§ **Data to use**
PR #614, opened 2023-05-25
fix: XYK Spot Price

apopiak:
+ Inverts the `XYKSpotPrice` implementation in line with https://github.com/galacticcouncil/warehouse/pull/204
+ Adjusts fee integration tests.

## Checklist:

### DIFF
--- a/integration-tests/src/non_native_fee.rs
+++ b/integration-tests/src/non_native_fee.rs
@@ -39,11 +39,8 @@ fn non_native_fee_payment_works_with_xyk_spot_price() {
 	TestNet::reset();
 
 	Basilisk::execute_with(|| {
-		let currency_0 = 0;
-		let currency_1 = 1;
-
 		let call = basilisk_runtime::RuntimeCall::MultiTransactionPayment(
-			pallet_transaction_multi_payment::Call::set_currency { currency: currency_1 },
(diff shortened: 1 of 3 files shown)


integration-tests/src/non_native_fee.rs
```diff
@@ -127,8 +172,8 @@ fn non_native_fee_payment_works_with_xyk_spot_price() {
 			)
 		);
 
-		let dave_balance = basilisk_runtime::Tokens::free_balance(1, &AccountId::from(DAVE));
-		assert_eq!(dave_balance, 970_376_058_464_304);
+		let dave_balance = basilisk_runtime::Tokens::free_balance(NEW_TOKEN, &AccountId::from(DAVE));
+		assert_eq!(dave_balance, 90_264_297_166_679);
```
enthusiastmartin, line 176: this difference is quite big. how so ?

apopiak: most of the change was because I set Dave's balance to 100 instead of 1000 UNITS.
changed that now.
The fee reducing from ~30 to ~10 is not *that* unexpected because the price changed from 0.5 to 2.0 (factor of 4). I am unsure why it didn't just divide by 4, though. (30/4 = 7.5)

PR #616, opened 2023-05-30
feat: asset registry xcm rate limit

apopiak:
Add a migration for the asset registry that removes `locked` and introduces `xcm_rate_limit`.

https://github.com/galacticcouncil/warehouse/pull/209

## Checklist:


mrq1911 (approved):

apopiak:
note: migration not tested, yet

PR #633, opened 2023-07-03
feat: xcm with computed origin config

Roznovjak:
Based on a discussion with @apopiak, where we reviewed the XCM changes proposed by the Substrate builders programme in this PR #591, we decided to make the following changes:
1. Use `WithComputedOrigin` derivative barrier with `AllowTopLevelPaidExecutionFrom` and `AllowSubscriptionsFrom` barriers. This outer barrier computes the effective origin (checks for any origin altering operations) and passes this updated origin to inner barriers.
2. Change `XcmExecuteFilter` from `Everything` to `Nothing`. This change disallows `pallet_xcm::execute` extrinsic which allows sending arbitrary XCM messages. We are not aware of any issues with this param set to `Everything`, but better be sure. Moreover, `pallet_xcm` is blocked by the runtime call filter.


runtime/basilisk/src/xcm.rs
```diff
@@ -57,15 +57,17 @@ pub type LocalOriginToLocation = SignedToAccountId32<RuntimeOrigin, AccountId, R
...
-	// The barrier will only pass when the origin is a Tinkernet multisig.
 	WithComputedOrigin<
-		AllowTopLevelPaidExecutionFrom<invarch_xcm_builder::TinkernetMultisigMultiLocation>,
+		(
+			AllowTopLevelPaidExecutionFrom<Everything>,
+			// Subscriptions for version tracking are OK.
+			AllowSubscriptionsFrom<Everything>,
+			// Tinkernet Multisigs require DescendOrigin, this barrier makes sure it's followed by payment.
+			// The barrier will only pass when the origin is a Tinkernet multisig.
+			AllowTopLevelPaidExecutionFrom<invarch_xcm_builder::TinkernetMultisigMultiLocation>,
```
apopiak, line 69: These two seem redundant?

runtime/basilisk/src/xcm.rs
```diff
@@ -57,15 +57,17 @@ pub type LocalOriginToLocation = SignedToAccountId32<RuntimeOrigin, AccountId, R
...
+		),
 		UniversalLocation,
 		ConstU32<1>,
```
apopiak, line 72: Same comment as for Hydra, ecosystem seems to go for 8, no reason to deviate

apopiak (approved):
looks fine after addressing comments

runtime/basilisk/src/xcm.rs
mrq1911: @Roznovjak ?

runtime/basilisk/src/xcm.rs
Roznovjak: Not sure what exactly you mean. Removing `AllowTopLevelPaidExecutionFrom<invarch_xcm_builder...>` and moving `AllowSubscriptionsFrom` outside of `WithComputedOrigin`?

runtime/basilisk/src/xcm.rs
Roznovjak: done

runtime/basilisk/src/xcm.rs
apopiak: so just the first of your comments

Roznovjak: removed `AllowTopLevelPaidExecutionFrom<invarch_xcm_builder::TinkernetMultisigMultiLocation>` from the barier.

PR #636, opened 2023-07-12
feat!: XCM Rate Limiter

apopiak:
Add the xcm-rate-limiter pallet from https://github.com/galacticcouncil/HydraDX-node/pull/561 to Basilisk.

## Checklist:

## Todos:
- [x] run benchmarks and update weights


integration-tests/parachain-runtime-mock/src/lib.rs
```diff
@@ -228,6 +229,10 @@ impl cumulus_pallet_xcmp_queue::Config for ParachainRuntime {
 	type ControllerOriginConverter = XcmOriginToCallOrigin;
 	type PriceForSiblingDelivery = ();
 	type WeightInfo = ();
+	type ExecuteDeferredOrigin = EnsureRoot<AccountId>;
+	type MaxDeferredMessages = ConstU32<100>;
```
mrq1911, line 233: what happens to the messages if this buffer is filled?

runtime/basilisk/src/xcm.rs
```diff
@@ -253,6 +259,21 @@ impl pallet_xcm::Config for Runtime {
 	type ReachableDest = ReachableDest;
 }
 
+parameter_types! {
+	pub DeferDuration: RelayChainBlockNumber = 600; // 1 hour
```
mrq1911, line 263: seems bit long

mrq1911 (approved):
fix tests and LGTM

integration-tests/parachain-runtime-mock/src/lib.rs
apopiak: We drop the message.
https://github.com/galacticcouncil/cumulus/pull/3/files#diff-3d3febd8cfcd42ba5bb949d63fdafb9a71da3db1feb35a45601404b64fcd70c4R841

runtime/basilisk/src/xcm.rs
apopiak: change to 10min

apopiak:
Reason for this is that tests are run with `--features runtime-benchmarks` which changes the `RelayChainBlockNumberProvider` -.-

PR #644, opened 2023-10-20
feat: Update XCMP Queue to Extended Version

apopiak:
This PR updates the XCMP queue to the new version from https://github.com/galacticcouncil/cumulus/pull/4 and adjusts configuration appropriately.

## Motivation and Context

We want the queue to be able to hold more than 100 messages (the previous limit). The new limit is between 1000 and 100_000 messages (depending on the fullness of the buckets).

## Checklist:

- [ ] I have updated the documentation if necessary.
- [x] Update weights.
- [ ] I have added tests to cover my changes, regression test if fixing an issue.
- [x] This is a breaking change.

PR #648, opened 2023-12-05
new xcm rate limiter

mrq1911:


jak-pan:
Does this deprecate #644 or is it complementary?

apopiak:
> Does this deprecate #644 or is it complementary?

It deprecates it, but these changes are already in polkadot v1.1.

PR #645, opened 2023-10-20
chore: upgrade to polkadot-v1.1.0

Roznovjak:
TODO:
- [x] use XYK and LBP pallets from hydra
- [x] rebenchmark all pallets
- [x] storage migrations
- [x] test runtime upgrade (try-runtime and chopsticks)
- [x] update main README file

Our stuff:
- [x] XCMP defer queue
- [x] XCM executor atomicity
- [x] Tinkernet
- [x] Democracy pallet
- [x] rust 1.71 compatibily with Zombienet (`UnknownOpcode(192)`)

Notable changes:
- Deprecate `Weight::from_ref_time` and `Weight::from_proof_size` and use `from_parts` instead
- The `try-runtime` subcommand has been migrated to a standalone CLI [#14731](https://github.com/paritytech/substrate/pull/14731)
- [XCM Topics](https://github.com/paritytech/polkadot/pull/7234) - XCM messages are uniquely referenceable
- `BlockNumber` removed from `frame_system::Config`. Use `frame_system::BlockNumberFor<T>`. #[14437](https://github.com/paritytech/substrate/pull/14437)
- Default config parameters #[13454](https://github.com/paritytech/substrate/pull/13454)

API changes:
- pallet_balances #[12951](https://github.com/paritytech/substrate/pull/12951)
  - `set_balance` becomes `force_set_balance`
  - `transfer` becomes `transfer_allow_death`

This release removes the following CLI parameters:

    --rpc-max-payload (replaced by --rpc-max-request-size and --rpc-max-response-size)
    --ws-max-out-buffer-capacity
    --ws-external (replaced by --rpc-external)
    --unsafe-ws-external (replaced by --unsafe-rpc-external)
    --ipc--path
    --ws-port (replaced by --rpc-port)
    --ws-max--connections (replaced by --rpc-max-connections)
    --rpc-http (replaced by --rpc-addr)
    --rpc-ws (replaced by --rpc-addr)

PR #652, opened 2024-01-02
ci: add write permission for version-check job

Roznovjak:
Should fix the error from version-check job:
Error: Resource not accessible by integration


mrq1911:
replaced by #645

PR #654, opened 2024-01-29
feat: state trie migration

Roznovjak:
This PR integrates the state trie migration pallet and sets the state version of the runtime to 1. This change enables lazy storage migration.


runtime/basilisk/src/system.rs
```diff
@@ -468,3 +469,35 @@ impl pallet_multisig::Config for Runtime {
 	type MaxSignatories = MaxSignatories;
 	type WeightInfo = ();
 }
+
+pub struct TechCommAccounts;
+impl SortedMembers<AccountId> for TechCommAccounts {
```
mrq1911, line 474: please use the tech committee storage for this

node/Cargo.toml
```diff
@@ -1,6 +1,6 @@
 [package]
 name = "basilisk"
-version = "11.0.0"
+version = "11.0.1"
```
mrq1911, line 3: this is at least a minor bump

mrq1911 (changes requested):

jak-pan:
Wait do we also need this on snek?

Roznovjak:
> Wait do we also need this on snek?

AFAIK we have the issue with PoV size on Basilisk as well.

mrq1911 (approved):

PR #655, opened 2024-02-15
Add HashedDescription XCM converter and remove TinkernetMultisig configs

arrudagates:
This PR adds the common XCM location converter HashedDescription, which is used across the ecosystem, to Basilisk.

Since the current Polkadot SDK version in use does not contain the `DescribeBodyTerminal` config, it is also temporarily pulled locally into `xcm.rs`, to be removed once the runtime is upgraded to polkadot-v1.2.0, which [adds it to DescribeAllTerminal](https://github.com/paritytech/polkadot-sdk/blob/release-polkadot-v1.2.0/polkadot/xcm/xcm-builder/src/location_conversion.rs#L104).

For reference, chains using HashedDescription include the [relay chain](https://github.com/polkadot-fellows/runtimes/blob/main/relay/kusama/src/xcm_config.rs#L76) and system parachains like the [Asset Hub](https://github.com/polkadot-fellows/runtimes/blob/main/system-parachains/asset-hubs/asset-hub-kusama/src/xcm_config.rs#L93).

### DIFF
--- a/Cargo.lock
+++ b/Cargo.lock
@@ -900,7 +900,6 @@ dependencies = [
  "orml-unknown-tokens",
  "orml-vesting",
  "orml-xcm",
- "orml-xcm-builder-kusama",
  "orml-xcm-support",
  "orml-xtokens",
  "pallet-asset-registry",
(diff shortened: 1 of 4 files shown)


arrudagates:
@green-jay Any other blockers on this?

§ **Exercise description**
Output exactly, and only, the lines running from the one that contains "-900,7 +900,6 @@" through the last line of the entries above.

§ **Problem solution**
@@ -900,7 +900,6 @@ dependencies = [
  "orml-unknown-tokens",
  "orml-vesting",
  "orml-xcm",
- "orml-xcm-builder-kusama",
  "orml-xcm-support",
  "orml-xtokens",
  "pallet-asset-registry",
(diff shortened: 1 of 4 files shown)


arrudagates:
@green-jay Any other blockers on this?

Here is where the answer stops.